Ain't no BS here, Diane. Just more of what we come to expect from you. Common sense wisdom supported by facts and a wide reaching view of the media and economic landscapes. With Groupon's possible evaluation growing to over what Google's was back the day, we really can see that the french saying "The more things change, the more things stay the same," holds true. And while I agree w/KT from Chicago about there being no sustainable value you can ignore the darling of the market in any vertical gets share. In an attempt to be so surgical in our logic here let's remember that investing is more emotional than we might want or like to believe. In the end could Groupon turn out to be the MySpace of its category. Ahh . . . yeah.
One last note. What hidden factor could be driving this valuation up and up? Could it be Groupon's local sales force, hmmmm. Gotta wonder,
I do agree with much of what's been said here. the valuation of Groupon and some other entities is a concern. Ultimately, though, the experience and connection to consumers is key.
I wrote a more detailed commentary about this post on my Scarlet Strategice blog (http://scarletstrategic.wordpress.com/2011/06/14/groupons-valuation-the-30-billion-dollar-question/) but the key element that is being ommitted is the Marketing Value to the businesses when discussing how they might look elsewhere for discount distribution. Sure, they could offer the deep discounts on their own Apps, but then its not expanding the base.
Groupon's drive to spend so many advertising dollars, I believe, is to keep growing those numbers so that they are unequaled. Certainly, questions can be raised about the effectiveness of that spending in an ROI sense. But, at this point, I would question retailers shying away from expanding their reach unless they were realizing true loss.
I'm glad that there is now this more open conversation about valuations as we can't afford - as a community - to roll our eyes until the bottom falls out and then cry out "I told you so!"

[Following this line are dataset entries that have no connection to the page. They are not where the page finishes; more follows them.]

PR #11235, opened 2026-03-02
Doc for using the OTel API directly from a Helidon app

tjquinno:
### Description
Resolves #10911 
Resolves #10354 

* Create a new directory `se/telemetry`.
* Move the existing `se/telemetry.adoc` file under the new directory.
* Add a new `se/telemetry/using-opentelemetry-api.adoc` under the new directory.
* Update the `sitegen.yaml` and telemetry snippets files.

There is a companion PR for the examples repo to add a small example app.

### Documentation
This is a doc PR.

PR #11260, opened 2026-03-04
4.x Support OpenTelemetry logging set-up using Helidon configuration

### LINKED ISSUE #11259: 4.x Allow OpenTelemetry logging configuration using Helidon config
Helidon Version: 4.x

## Enhancement Description
Helidon already supports preparing the OpenTelemetry runtime environment using Helidon config for OTel as a whole, tracing, and metrics.

This enhancement adds configuration of OTel logging.

tjquinno:
### Description
Resolves #11259 

#### Release note
____
Users can now control the runtime set-up of OpenTelemetry logging using Helidon config in the `telemetry.signals.logging` config section.
____

#### PR overview
This PR follows the pattern established earlier when we added tracing and metrics config support for OTel.

To add support for logging, there are a few new blueprint interfaces and blueprint support classes.

Working on this enhancement revealed a handful of settings omitted from metrics and tracing, mostly to do with the exporters which send data to other servers.

Also, although OTel uses different exporter types for the three signals (tracing, metrics, and logging) and different processor types, the configuration for exporters does not depend on the signal. Same for processors. So this PR also refactors those blueprints and related code somewhat to take advantage of the consistency across the signals. The code still creates the correct particular type depending on which signal is involved

Now that we have all three signals covered I see ways to simplify some of the code, a task for a future date. But the structure of the `telemetry` section and its subsections will very likely remain as-is. This entire feature is marked as preview, so if a future refactoring could modify the blueprints and therefore the associated generated types although we will try to minimize any backward-incompatible changes.

### Documentation
Update forthcoming in a separate PR. (#11235 already touches and moves the affected file.)

### DIFF
--- a/docs/src/main/asciidoc/se/telemetry/open-telemetry.adoc
+++ b/docs/src/main/asciidoc/se/telemetry/open-telemetry.adoc
@@ -51,7 +51,7 @@ Helidon SE supports OpenTelemetry in several important ways:
 ** Programmatically, using the OpenTelemetry SDK API and the Helidon OpenTelemetry API
 
 * Conforms to the link:{semconv-link}[OpenTelemetry semantic conventions] for automatically-created spans and metrics for HTTP requests
-* Allows xref:{docdir}/metrics/metrics.adoc#usage-publishing[publishing Helidon metrics] to backend systems using OTLP.
+* Allows xref:{rootdir}/se/metrics/metrics.adoc#usage-publishing[publishing Helidon metrics] to backend systems using OTLP.
 
 OpenTelemetry models observability as a set of link:https://opentelemetry.io/docs/concepts/signals/[_signals_]. Each signal--for example metrics, tracing, and logging--is an origin of monitoring data, and each has configurable settings which control its behavior.
 


telemetry/opentelemetry-config/src/main/java/io/helidon/telemetry/otelconfig/LogExporterType.java
```diff
@@ -0,0 +1,47 @@
...
+
+    /**
+     * Console {@link io.opentelemetry.exporter.logging.LoggingSpanExporter}.
+     */
+    CONSOLE,
+
+    /**
+     * JSON logging to console {@link io.opentelemetry.exporter.logging.otlp.OtlpJsonLoggingSpanExporter}.
+     */
+    LOGGING_OTLP;
```
tomas-langer, line 45: This name seems wrong - the docs says `JSON to Console`, yet the name seems a bit more abstract.
I would expect the name to be `CONSOLE_JSON`, or the description to be different explaining why the name is not matching the behavior.

telemetry/opentelemetry-config/src/main/java/io/helidon/telemetry/otelconfig/OpenTelemetryConfigBlueprint.java
```diff
@@ -103,12 +113,20 @@ interface OpenTelemetryConfigBlueprint extends Prototype.Factory<HelidonOpenTele
...
      */
     Optional<MeterProvider> meterProvider();
 
+    /**
+     * Sets the logger provider that OpenTelemetry should use. Applications can invoke this method to set the OpenTelemetry
+     * logger provider rather than having Helidon prepare one from the logger-related config settings.
+     *
+     * @return OpenTelemetry logger provider
+     */
+    Optional<LoggerProvider> loggerProvider();
```
tomas-langer: I cannot find any usage in the code for this method (and for `meterProvider` and `tracerProvider` - these methods seem redundant.

telemetry/opentelemetry-config/src/main/java/io/helidon/telemetry/otelconfig/OpenTelemetryConfigBlueprint.java
```diff
@@ -93,6 +94,15 @@ interface OpenTelemetryConfigBlueprint extends Prototype.Factory<HelidonOpenTele
...
     Optional<OpenTelemetryMetricsConfig> metricsConfig();
 
+    /**
+     * OpenTelemetry logging settings.
+     *
+     * @return logging settings
+     */
+    @Option.Access("")
+    @Option.Configured("signals.logging")
+    Optional<OpenTelemetryLoggingConfig> loggingConfig();
```
tomas-langer: Please add comment (probably just code comment, not javadoc) that this is used only in the decorator, as otherwise this method is never used.

telemetry/opentelemetry-config/src/main/java/io/helidon/telemetry/otelconfig/OpenTelemetryLoggingConfigBlueprint.java
```diff
@@ -0,0 +1,114 @@
...
+    /**
+     * Minimum severity level of log records to process. Defaults to {@code Severity.UNDEFINED_SEVERITY_NUMBER}.
+     *
+     * @return minimum severity level
+     */
+    @Option.Configured
+    Optional<Severity> minimumSeverity();
+
+    /**
+     * Whether to include <em>only</em> log records from traces which are sampled. Defaults to {@code false}.
```
tomas-langer: The statement is not true - this method returns `Optional`, so it cannot default to `false`.
Either change the javadoc to "uses library default", or change the method to return `boolean`.

telemetry/opentelemetry-config/src/main/java/io/helidon/telemetry/otelconfig/OpenTelemetryLoggingConfigSupport.java
```diff
@@ -0,0 +1,104 @@
...
+ * WITHOUT WARRANTIES OR CONDITIONS OF ANY KIND, either express or implied.
+ * See the License for the specific language governing permissions and
+ * limitations under the License.
+ */
+
+package io.helidon.telemetry.otelconfig;
+
+import io.helidon.builder.api.Prototype;
+import io.helidon.common.Errors;
+import io.helidon.common.config.Config;
```
tomas-langer: This class is deprecated and marked for removal, you should not be using it (io.helidon.common.config.Config).

telemetry/opentelemetry-config/src/main/java/io/helidon/telemetry/otelconfig/OpenTelemetryConfigBlueprint.java
tjquinno: I had included these methods so  developers, if they wanted, could construct their own instance programmatically and have Helidon use those. I had neglected to use those values in the decorator.

That said, it turns out that the type of the setting would need to be not the `XxxProvider` (from the OTel API) but the OTel type `SdkXxxProvider`. That would force our API to expose the OTel _SDK_ API (not the pure runtime  API only) and I don't think we should do that. 

So I will remove those three methods from the blueprint.

telemetry/opentelemetry-config/src/main/java/io/helidon/telemetry/otelconfig/OpenTelemetryConfigBlueprint.java
tjquinno: Changed. Same for the methods for the other two signals' config.

telemetry/opentelemetry-config/src/main/java/io/helidon/telemetry/otelconfig/OpenTelemetryLoggingConfigBlueprint.java
tjquinno: Fixed.

telemetry/opentelemetry-config/src/main/java/io/helidon/telemetry/otelconfig/OpenTelemetryLoggingConfigSupport.java
tjquinno: Ugh. Fixed.

telemetry/opentelemetry-config/src/main/java/io/helidon/telemetry/otelconfig/LogExporterType.java
tjquinno: (thought I had posted this earlier) 

The enum names correspond as closely as possible to the OpenTelemetry values. See https://opentelemetry.io/docs/languages/java/configuration/#properties-logs and the `otel.logs.exporter` choices, one of which is `logging-otlp`.

Issue #11253, opened 2026-03-03
Upgrade Hibernate to 6.6


barchetta:
## Task Description

Upgrade [Hibernate to 6.6 ](https://hibernate.org/orm/releases/)in Helidon 4.

Related to #10441

PR #11267, opened 2026-03-04
4.x: Upgrades Hibernate to 6.6.44.Final

ljnelson:
Addresses #11253 

Subject to pipelines passing; see #11188


ljnelson:
Looks like native image tests are gating this, will pause for now

PR #11281, opened 2026-03-09
4.x: Improve annotation processing diagnostics

romain-grecourt:
### Description

Improve annotation processing diagnostics

- Add originatingElement to io.helidon.common.types.Annotation
- Update CodegenExceptiont to take multiple originating elements using a varag (backward compatible)
- Update AptProcessor to delegate the logging of CodegenException to AptLogger
- Update AptLogger to unwrap all originating elements correctly

### Documentation

None

### DIFF
--- a/builder/tests/common-types/src/main/java/io/helidon/common/types/AnnotationBlueprint.java
+++ b/builder/tests/common-types/src/main/java/io/helidon/common/types/AnnotationBlueprint.java
@@ -100,6 +100,15 @@ interface AnnotationBlueprint {
     List<Annotation> metaAnnotations();
 
     /**
+     * The element used to create this instance.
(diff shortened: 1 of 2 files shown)


common/types/src/main/java/io/helidon/common/types/AnnotationBlueprint.java
```diff
@@ -99,6 +99,15 @@ interface AnnotationBlueprint {
     @Option.Singular
     List<Annotation> metaAnnotations();
 
+    /**
```
tomas-langer, line 102: This change should be done in `builder/tests/common-types` and the module should be built, the result can then be compared with `common/types`. This is to ensure that common types follow builder approach.

PR #11282, opened 2026-03-09
4.x: Prettify class-model annotation rendering and support nested annotations

romain-grecourt:
## Description

Render annotation over multiple lines if needed to make it prettier. 
This is useful for annotation with deep nested data.

Also make various updates to support deep nested annotations:
- Update class model to wrap `io.helidon.common.types.Annotation` recursively to `io.helidon.codegen.classmodel.Annotation`
- Fix `AnnotationProperty` to unwrap nested values correctly
- Deprecate `AnnotationProperty.constantValue()` for removal in favor of `AnnotationProperty.value()`
- Add an Implementation of `ConstantValue` to carry the constant type and names as well as the value
- Added tests

### Documentation

None

### DIFF
--- a/codegen/class-model/etc/spotbugs/exclude.xml
+++ b/codegen/class-model/etc/spotbugs/exclude.xml
@@ -22,7 +22,6 @@
         xmlns="https://github.com/spotbugs/filter/3.0.0"
         xsi:schemaLocation="https://github.com/spotbugs/filter/3.0.0 https://raw.githubusercontent.com/spotbugs/spotbugs/3.1.0/spotbugs/etc/findbugsfilter.xsd">
 
-    <!-- These paths/URLs come from code or config, not open user input -->
     <Match>
         <Class name="io.helidon.codegen.classmodel.AnnotationParameter" />
         <Method name="isValueType"/>
--- a/codegen/class-model/src/main/java/io/helidon/codegen/classmodel/Annotation.java
+++ b/codegen/class-model/src/main/java/io/helidon/codegen/classmodel/Annotation.java
@@ -122,7 +122,7 @@ public final class Annotation extends CommonComponent {
         builder.typeName(type().genericTypeName());
         for (var parameter : parameters) {
             var value = toTypesValue(parameter.value());
-            builder.putProperty(parameter.name(), AnnotationProperty.create(value));
+            builder.property(parameter.name(), value);
         }
         return builder.build();
     }
--- a/common/types/src/main/java/io/helidon/common/types/AnnotationProperty.java
+++ b/common/types/src/main/java/io/helidon/common/types/AnnotationProperty.java
@@ -68,7 +68,7 @@ public interface AnnotationProperty {
                                                            + " Constant: " + constantType.fqName() + "." + constantName);
             }
         }
-        return new AnnotationPropertyImpl(new EnumValueImpl(constantType, constantName));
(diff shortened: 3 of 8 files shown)


codegen/class-model/etc/spotbugs/exclude.xml
```diff
@@ -0,0 +1,31 @@
...
+    limitations under the License.
+
+-->
+
+<FindBugsFilter
+        xmlns:xsi="http://www.w3.org/2001/XMLSchema-instance"
+        xmlns="https://github.com/spotbugs/filter/3.0.0"
+        xsi:schemaLocation="https://github.com/spotbugs/filter/3.0.0 https://raw.githubusercontent.com/spotbugs/spotbugs/3.1.0/spotbugs/etc/findbugsfilter.xsd">
+
+    <!-- These paths/URLs come from code or config, not open user input -->
```
tomas-langer: Wrong comment for this type of match. Also why is this happening? Maybe there is a real problem?

codegen/class-model/src/main/java/io/helidon/codegen/classmodel/Annotation.java
```diff
@@ -115,52 +118,126 @@ public io.helidon.common.types.Annotation toTypesAnnotation() {
...
-            if (value instanceof Annotation annot) {
-                builder.putValue(parameter.name(), annot.toTypesAnnotation());
-            } else {
-                builder.putValue(parameter.name(), parameter.value());
-            }
+        var builder = io.helidon.common.types.Annotation.builder();
+        builder.typeName(type().genericTypeName());
+        for (var parameter : parameters) {
+            var value = toTypesValue(parameter.value());
+            builder.putProperty(parameter.name(), AnnotationProperty.create(value));
```
tomas-langer: There is now a shortcut method `builder.property(String, Object)` to bypass the need to create `AnnotationProperty`

common/types/src/main/java/io/helidon/common/types/AnnotationProperty.java
```diff
@@ -106,8 +99,12 @@ static <T extends Enum<T>> AnnotationProperty create(Class<T> type, T value) {
      * {@link EnumValue}.
      *
      * @return constant value if defined
+     * @deprecated use {{@link #value()}} and downcast to {@link ConstantValue}
      */
-    Optional<ConstantValue> constantValue();
+    @Deprecated(since = "4.4.0", forRemoval = true)
+    default Optional<ConstantValue> constantValue() {
```
tomas-langer, line 105: This is wrong. Both constant value and value must be present, as otherwise you may not be able to obtain the actual value of the annotation if needed.

Example:
```
// in class Weighted
public static final double DEFAULT_WEIGHT = 100.0;

// this is what we want to generate
@Weight(Weighted.DEFAULT_WEIGHT)
```

The Annotation property must contain both `100.0` as the value, and `io.helidon.common.Weighted` as the constant class and `DEFAULT_WEIGHT` as the constant name)

romain-grecourt: For posterity, the fix implemented added a new method `value()` to `ConstantValue`.

`EnumValue` (sub-type of `ConstantValue`) has been updated to override the new method with a default implementation that returns itself (same semantic as `enum`).

A new implementation of `ConstantValue` is added (`ConstantValueImpl`) to retain both the value and the constant ref pair (type name and ref name).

But it seems the market is calling Groupon's bluff. While it is true Groupon succeeded in the worst recent economy- analysts are worried about what will happen as things get better and consumers begin to abandon their coupon habit?
An initially high IPO is nice, but a long-term, sustainable model is going to get the best evaluation every time!
Lesson here? Take it while you can get it and run before the pyramid collapses and you share a cell with Bernie!
I personally think that consumer discretionary spending is the least of their problems. Competition (a jilted Google in particular), a hiring and spending spree that is unmanageable/sustainable. and general bad business decisions (Super Bowl Ad and post reaction) come to mind. But the most telling sign that they will have a bumping road going forward is their INACTIVE members. Estimates indicate that their inactives are at 50%, although no one knows for sure but them If it is anywhere close to that number, then that is a major problem.
I have no envy of Groupon's success.
I do have very big, legitimate questions about how it does provide value for small businesses.
Small businesses that have used it aren't always aware of how much they lose in the process.